╭─ Supplied records

PR #4940, opened 2020-08-12
Merge some per-txn-manager thread pools into shared thread pools

j-baker:
As of now, the thread pools I merge are responsible for around 480
threads on production stacks I've looked at. Each of them is doing some
menial task that probably doesn't need to be done in parallel, but needs
scheduling.

Shared scheduled thread pools are hard to get right, so instead we just
share between tasks with the same type. We therefore take 8 thread pools
(480 threads) and replace with 8 threads.

Given the durations of tasks, this shouldn't affect top end performance
a whole lot.


lock-api/src/main/java/com/palantir/lock/client/LockRefreshingLockService.java
```diff
@@ -42,16 +43,18 @@
...
     final Set<LockRefreshToken> toRefresh;
-    final ScheduledExecutorService exec;
     final long refreshFrequencyMillis = 5000;
+    ScheduledFuture<?> task;
     volatile boolean isClosed = false;
 
     public static LockRefreshingLockService create(LockService delegate) {
         final LockRefreshingLockService ret = new LockRefreshingLockService(delegate);
-        ret.exec.scheduleWithFixedDelay(() -> {
+        task = executor.scheduleWithFixedDelay(() -> {
```
carterkozak, line 57:
```suggestion
        ret.task = executor.scheduleWithFixedDelay(() -> {
```

gmaretic (approved):
Looks good!

jeremyk-91 (approved):
Grgur's changes were only a develop merge.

╰─

__Your goal__
Transcribe the records. Keep every word exactly as it stands.

__Written answer__
PR #4940, opened 2020-08-12
Merge some per-txn-manager thread pools into shared thread pools

j-baker:
As of now, the thread pools I merge are responsible for around 480
threads on production stacks I've looked at. Each of them is doing some
menial task that probably doesn't need to be done in parallel, but needs
scheduling.

Shared scheduled thread pools are hard to get right, so instead we just
share between tasks with the same type. We therefore take 8 thread pools
(480 threads) and replace with 8 threads.

Given the durations of tasks, this shouldn't affect top end performance
a whole lot.


lock-api/src/main/java/com/palantir/lock/client/LockRefreshingLockService.java
```diff
@@ -42,16 +43,18 @@
...
     final Set<LockRefreshToken> toRefresh;
-    final ScheduledExecutorService exec;
     final long refreshFrequencyMillis = 5000;
+    ScheduledFuture<?> task;
     volatile boolean isClosed = false;
 
     public static LockRefreshingLockService create(LockService delegate) {
         final LockRefreshingLockService ret = new LockRefreshingLockService(delegate);
-        ret.exec.scheduleWithFixedDelay(() -> {
+        task = executor.scheduleWithFixedDelay(() -> {
```
carterkozak, line 57:
```suggestion
        ret.task = executor.scheduleWithFixedDelay(() -> {
```

gmaretic (approved):
Looks good!

jeremyk-91 (approved):
Grgur's changes were only a develop merge.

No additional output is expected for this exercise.